Patrick Horgan pravi:
> anony wrote:
>> The make_iterator_range() function sees only 2 pointers and these are
>> all it cares about. Now, let's check the standard:
>> ISO-IEC-14882 Section 8.3.4 Array, page 137:
>> An object of array type contains a contiguously allocated non-
>> empty set of N sub-objects of type T.
> That's referring to a dimension 1 array explicitly, so doesn't have much
> bearing on this. In particular a two dimension array data[2][2] is
> built by a compiler like this:
> data[0] -=>[data[0][0]][data[0][1]]
> data[1] -=>[data[1][0]][data[1][1]]
> It's required by the standard, as you quoted, for data[0][0] and
> data[0][1] to be contiguous, for data[1][0] and data[1][1] to be
> contiguous, and also required for the pointers data[0] and data[1] to be
> contiguous (although their existence might get optimized away), but not
> AT ALL required for data[0][1] and data[1][0] (i.e. the two rows) to be
> contiguous. i.e. data[0] could point at one chunk of memory for the
> first row, and data[1] can point at memory megabytes away and it will
> meet the requirements of the standard.
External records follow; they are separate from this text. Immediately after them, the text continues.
PR #106, opened 2022-05-24
[next-drupal] DB-2339: Abstract page templates into components

CobyPear:
## What changes were made?
DRY up some code by creating reusable components.
Some components still have some major assumptions about the data coming in, but I'm not sure how to address that at the moment.

next-drupal-starter

Tested locally. Paginator tested with recipes data and no routing.

## Additional information

It would be cool to make the paginator a [HOC](https://reactjs.org/docs/higher-order-components.html) that takes in a component that would be used to render the data, but I couldn't figure it out in a reasonable amount of time.


starters/next-drupal-starter/components/article.js
```diff
@@ -0,0 +1,34 @@
+import { IMAGE_URL } from "../lib/constants";
+import Image from "next/image";
+import Link from "next/link";
+
+export default function Article({ article }) {
```
backlineint, line 5: I see what you're saying about assumptions about the shape of the data. This example is pretty simple so it isn't the end of the world, but it still illustrates the problem.

In the past I've addressed this by making components like this as presentational as possible and accepting the exact props they need rather than a CMS specific object. In this example the props would be: imgSrc, title, body. That makes this an article as in `<article>` not `node--article`. That would allow someone to use this article component even if their field was named something like `field_hero_image` In fact, it is so generic that this component be used with another CMS and/or abstracted into something like the 'react-kit` package we've considered previously.

Something still needs to handle the logic to prepare the data for this presentational component. I've used a provider-style component for that in the past. Simplified example:

```js
export default function ArticleProvider({ node }) {
  const imgSrc = article?.field_media_image?.field_media_image?.uri?.url || "";
  // handle the other props here
    return (
       <Article imgSrc={imgSrc} />
    )
}
```

Maybe that would be better expressed as a hook these days.

```js
const {imgSrc, title, body} = useArticle(node);

<Article
  imgSrc={imgSrc}
  title={title}
  etc...
/>
```

Details to work out for sure especially as we start thinking about the provider or hook, but that is the basic idea. Thoughts?

starters/next-drupal-starter/components/grid-list.js
```diff
@@ -0,0 +1,66 @@
+import { IMAGE_URL } from "../lib/constants";
+
+import Grid from "./grid";
+import Image from "next/image";
+import Link from "next/link";
+
+export default function GridList({ contentArr, contentType, multiLanguage }) {
```
backlineint, line 7: What was described for Article probably even applies more here. The `field_recipe_category` is really just a category (or tag) and it should be possible to use this grid with other category-like fields.

starters/next-drupal-starter/components/paginator.js
```diff
@@ -0,0 +1,212 @@
+import { useState, useEffect } from "react";
```
backlineint, line 1: This makes so much more sense as a component :)

starters/next-drupal-starter/pages/articles/[...slug].js
```diff
@@ -1,50 +1,23 @@
...
 import { isMultiLanguage } from "../../lib/isMultiLanguage";
 import { fetchJsonapiEndpoint } from "@pantheon-systems/drupal-kit";
 import {
   getCurrentLocaleStore,
   globalDrupalStateAuthStores,
 } from "../../lib/drupalStateContext";
 
-import Image from "next/image";
-import Link from "next/link";
+import Article from "../../components/article.js";
```
Comment (backlineint) [inline starters/next-drupal-starter/pages/articles/[...slug].js:9]: Really excited about how clean these templates will look after this refactoring, and also some of the stuff we're planning on doing related to static paths and preview.

backlineint (changes requested):
Left some comments inline about how we might abstract things a bit more to make these components less dependent on the shape of the CMS data. Consider that me thinking out loud at this point / the start of a discussion.

This is still a big improvement, even if we agree that we want to do more to make these components re-usable. I'd be OK with merging the current state if the revisions seem like something that should be a future ticket.

One exception though - I'm not seeing the footer menu anymore. I don't think that regression was introduced here, but I'm not positive. Could you take a quick look at that?

CobyPear:
> I'm not seeing the footer menu anymore

@backlineint  I noticed this when we moved the menu fetching to the component. Looks like the backends CORS won't let `localhost:3000` through so we can't fetch the menu data from the component. This is partly what led to that 'layout hack' in the first place.

Part of the issue stems from `DrupalState.getObject` always trying to fetch `dsApiIndex` even if it already exists in state. So if we fetch the menu data on the homepage, I can see it in the store in the menu component, however the fetch to `dsApiIndex` fails and the menu Data cannot be retrieved.

When sidestepping that issue by trying to access the data directly with `.getState()['itemName']`,  I am unable to access the data in useEffect and set the component state accordingly.

I'll continue poking at it.

image

starters/next-drupal-starter/components/article.js
CobyPear: Ah yeah that makes more sense! I like the idea of a hook or HOC. Might pull the grid out into an HOC also.
Will also be more explicit with the props that are coming back from the `get*Props` functions.

backlineint:
> Part of the issue stems from `DrupalState.getObject` always trying to fetch `dsApiIndex` even if it already exists in state. So if we fetch the menu data on the homepage, I can see it in the store in the menu component, however the fetch to `dsApiIndex` fails and the menu Data cannot be retrieved.

If this is the current behavior, it isn't what I'd expect. I'd expect that we only fetch the index from Drupal the first time, like we do for objects. Could you create an issue in the d.o issue queue for this?

backlineint:
> @backlineint I noticed this when we moved the menu fetching to the component. Looks like the backends CORS won't let `localhost:3000` through so we can't fetch the menu data from the component. This is partly what led to that 'layout hack' in the first place.

Strange that would fail only for menu and not everywhere. Regardless, we do have a couple of CORS related tickets on the backlog:

https://getpantheon.atlassian.net/browse/DB-2045
https://getpantheon.atlassian.net/browse/DB-1892

I'll look at prioritizing the first one. Since that is low effort, it might be worth doing to make our lives easier.

CobyPear:
> Strange that would fail only for menu and not everywhere.

This makes sense to me because all other fetches are happening in `get*Props`, not from the client side.

starters/next-drupal-starter/components/grid-list.js
CobyPear: I tried going for a HOC here similar to the new paginator that is BYOC (bring your own component). Open to tabling this component for later if it's still not up to snuff.

starters/next-drupal-starter/pages/pages/[...alias].js
```diff
@@ -11,7 +11,7 @@ import Layout from "../../components/layout";
 const drupalUrl = process.env.backendUrl;
 
 // TODO - Much of this is duplicated in the article/[id].js file. Abstract this out into modules and components.
-export default function Home({ page, hrefLang }) {
+export default function PageTemplate({ page, hrefLang }) {
```
Comment (backlineint) [inline starters/next-drupal-starter/pages/pages/[...alias].js:14]: Thanks for cleaning these up along the way.

backlineint (changes requested):

backlineint (approved):

PR #117, opened 2022-06-01
DB-2818: Fix script path and permissions

CobyPear:
## What changes were made?
Fix the update-lockfiles permissions and path so it will run properly in GitHub Actions 🤞 

decoupled-kit

## Additional information

### DIFF
--- a/.github/workflows/release-and-split.yml
+++ b/.github/workflows/release-and-split.yml
@@ -32,10 +32,12 @@ jobs:
         run: pnpm config set store-dir $PNPM_CACHE_FOLDER
       - name: install dependencies
         run: pnpm install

The compiler you're using
> chooses to allocate the memory for all the rows in one contiguous chunk,
> (at least some of the time as you discovered), so you get lucky at
> taking advantage of implementation defined behavior. I wouldn't depend
> on it if I were you.
>> The pointers I provide point to the beginning and the end of the
>> vertices multidimensional array. The array must be contiguously
>> allocated, as specified in the standard, hence I don't see which aspect
>> of what I am doing in undefined, if the functions boost::begin() and
>> boost::end() work as expected (again, they return pointers, not fancy
>> iterator objects).
>> Did I mention the debugger shows everything is just perfect.
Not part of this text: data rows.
PR #129, opened 2022-06-03
DB-2295: Create helper for getStaticPaths

CobyPear:
## What changes were made?
- Added a helper function to DRY up getStaticPaths
- Implemented the helper
- Small change to these routes to use the authStore if preview is true, otherwise use the non auth'd store. This should allow builds to succeed even if credentials are incorrect.

next-drupal-starter

tested builds locally

## Additional information

### DIFF
--- a/starters/next-drupal-starter/lib/getPaths.js
+++ b/starters/next-drupal-starter/lib/getPaths.js
@@ -40,15 +40,15 @@ export const getPaths = async (
 
       // map over the data fetch to extract the path name
       return data.map((datum) => {
-        const regex = new RegExp(`^\/${urlAliasPrefix}\/(.*)$`);
-        const match = datum.path.alias.match(regex);
-        let path;
-        if (match[1]) {
-          path = match[1];
-        }
-
+        // remove the url prefix and split the path to handle
+        // dynamic routes like /articles/my-article and /articles/featured/my-article
+        const regex = new RegExp(`/?${urlAliasPrefix}/?`);
+        const path = datum.path.alias?.replace(regex, "").split("/");
         // return the path object.
-        return { params: { [`${dynamicRouteName}`]: [path] }, locale: locale };
+        return {
+          params: { [`${dynamicRouteName}`]: path },
+          locale: locale,
+        };
       });
     } catch (error) {
       // if set to failGracefully, return null.
--- a/starters/next-drupal-starter/lib/getPaths.js
+++ b/starters/next-drupal-starter/lib/getPaths.js
@@ -1,0 +1,75 @@
+import { getCurrentLocaleStore } from "./drupalStateContext";
+/**
+ * @description Helper function to get the current path nedded for getStaticPaths
+ * @param {import('next').GetStaticPathsContext} context - Nextjs getStaticPaths context
+ * @param {import('@pantheon-systems/drupal-kit').DrupalState} globalDrupalStateStores - Drupal state stores from drupalStateContext.js. Can be auth'd stores or non auth'd stores.
+ * @param {string} node - The node to fetch from Drupal. This will be passed to DrupalState.getObject as the objectName.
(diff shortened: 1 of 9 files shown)


starters/next-drupal-starter/lib/getPaths.js
```diff
@@ -0,0 +1,75 @@
...
+              path {
+                alias
+              }
+            }
+          `,
+      });
+
+      // map over the data fetch to extract the path name
+      return data.map((datum) => {
+        const regex = new RegExp(`^\/${urlAliasPrefix}\/(.*)$`);
```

> Yes, it shows what your compiler implements in this circumstance, but
> tells you nothing about what will be done by other compilers, or by your
> own compiler in all circumstances. When you take advantage of
> implementation defined behavior, you're gambling with no guarantees
> except that if it fails it's your fault and you don't get to complain to
> the compiler implementor.

What I see in

vertices[][3] = { ... };

is an a array object of array objects. Nowhere in the standard did I
ever see multidimensional arrays specifically mentioned. Since the
elements of this array are arrays, these arrays must be contiguous in
memory. Anyone else wants to chime in?